Il ne s'agit pourtant que d'une rencontre du tour préliminaire du tournoi olympique. Aucune équipe ne sera éliminée, mais l'enjeu demeure important: rien de moins qu'un accès direct à la ronde quart de finale.

«Un match n'aura pas suscité un «buzz» semblable depuis la troisième rencontre de la finale de la Coupe Canada en 1996», estime l'entraîneur de l'équipe américaine, Ron Wilson, un Canadien natif de Windsor, en Ontario.

«C'avait été une grosse affaire à Montréal à l'époque, rappelle Wilson, qui a dirigé les Américains vers le championnat. Personne ne s'y intéressait ailleurs, mais c'était très suivi au Canada.»

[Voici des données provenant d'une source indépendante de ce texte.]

PR #1621, opened 2026-08-01
Add optional atomic surrounding-text replacement contract

dismonjames:
Adds an ABI-additive optional input-context interface for engines that need to replace validated surrounding text without splitting deletion and commit across client transactions. D-Bus exposes it only during ProcessKeyEventBatch; Wayland v1/v2 apply deletion and text in one protocol commit. Unsupported frontends do not advertise the interface.\n\nThis is being exercised by UniLume for zero-preedit Vietnamese input; additional focused protocol tests will follow before marking ready.


wengxt:
I doubt this solves any real problem.

1. most case, UI event is handled in singe thread
2. dbus message order is guaranteed, only tricky thing is whether you can ensure method call to work in the same order with signal

As long as event is handled in order, there's no need to do fancy things in the API.

PR #1624, opened 2026-08-03
Preserve current input method when updating input method group

wyu71:
* Keep the current input method when updating the input method group

## Summary by CodeRabbit

* **Bug Fixes**
  * Preserved the existing default input method when replacing a group without a specified default.
  * Continued using the replacement group’s default when one is provided.
  * Added fallback behavior to select the first available input method when the configured default is unavailable.
  * Improved consistency when updating input method groups and retaining valid user preferences.

### DIFF
--- a/src/lib/fcitx/inputmethodmanager.cpp
+++ b/src/lib/fcitx/inputmethodmanager.cpp
@@ -352,7 +352,11 @@ void InputMethodManager::setGroup(InputMethodGroup newGroupInfo) {
                                    return !d->entries_.count(item.name());
                                });
     list.erase(iter, list.end());
-    newGroupInfo.setDefaultInputMethod(newGroupInfo.defaultInputMethod());
+    auto defaultInputMethod = newGroupInfo.defaultInputMethod();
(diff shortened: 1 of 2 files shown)


wyu71:
@wengxt Please review this.

wengxt:
This is wrong place to implement it, it should be done with input method manager where the group is changed.

wyu71:
@wengxt  Moved the preservation logic into `InputMethodManager::setGroup()` as suggested. Added regression coverage for both preserving an existing default and falling back when that input method is removed.

wyu71:
Added a separate invalid-default regression case. When the previous default `testim` is removed from the replacement group, `setGroup()` now falls back to the valid second entry `testim2`; the existing case still verifies preservation when `testim` remains.

wyu71:
The D-Bus setter was eagerly calling `setDefaultInputMethod("")`, which resolves the empty value to the second input method before `InputMethodManager::setGroup()` can preserve the existing default. Removed that normalization so the manager receives the unspecified default and performs the preservation or fallback consistently.

PR #1633, opened 2026-08-07
Defer default input method selection to input method manager

wyu71:
* Follow-up to #1624

InputMethodManager::setGroup() already preserves an unspecified default or
falls back when it is invalid. The D-Bus path resolves an empty default to
the second input method before setGroup() runs, so remove that call.


wyu71:
@wengxt Please review this.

Les États-Unis ont remporté la série deux-de-trois contre le Canada à l'aide de deux gains acquis à Montréal, dans les matchs numéro deux et trois.

«Dimanche, tous les réseaux de télévision, les médias du Canada, vont s'intéresser au match, a continué Wilson, entraîneur des Maple Leafs de Toronto dans la LNH. Même aux États-Unis, ce sera le cas.»Super dimanche

La journée de dimanche aux Jeux de Vancouver fera les délices des amateurs de hockey de la planète. Une journée, la dernière du tour préliminaire, mettant en présence les six nations finalistes des trois dernières finales olympiques.

Outre l'affrontement à saveur nord-américaine, en soirée, entre les Américains et les Canadiens, qui sera la répétition de la finale des J.O. de Salt Lake City en 2002, il y aura les confrontations entre la République tchèque et la Russie, les finalistes à Nagano en 1998, ainsi que la Finlande et la Suède, finalistes à Turin, il y a quatre ans. Trois duels à l'indice d'octane élevé qui propulseront la compétition à un niveau supérieur.

«Ce sera une formidable journée pour le hockey», conclut Wilson, en paraphrasant l'entraîneur américain, le regretté Bob Johnson.

C'est à l'issue de ces trois rencontres qu'on connaîtra le classement des 12 équipes. Les quatre premières passeront directement en quart de finale. Les huit autres vont s'affronter afin de déterminer l'identité des quatre autres quarts de finaliste. On pourra dès lors passer aux choses sérieuses.

Les équipes qui n'étaient pas en action dans le tournoi olympique, vendredi, ont pour la plupart pris congé d'entraînement et des médias. Les Canadiens et les Américains seront de retour sur la glace, samedi, en vue de leur duel de dimanche.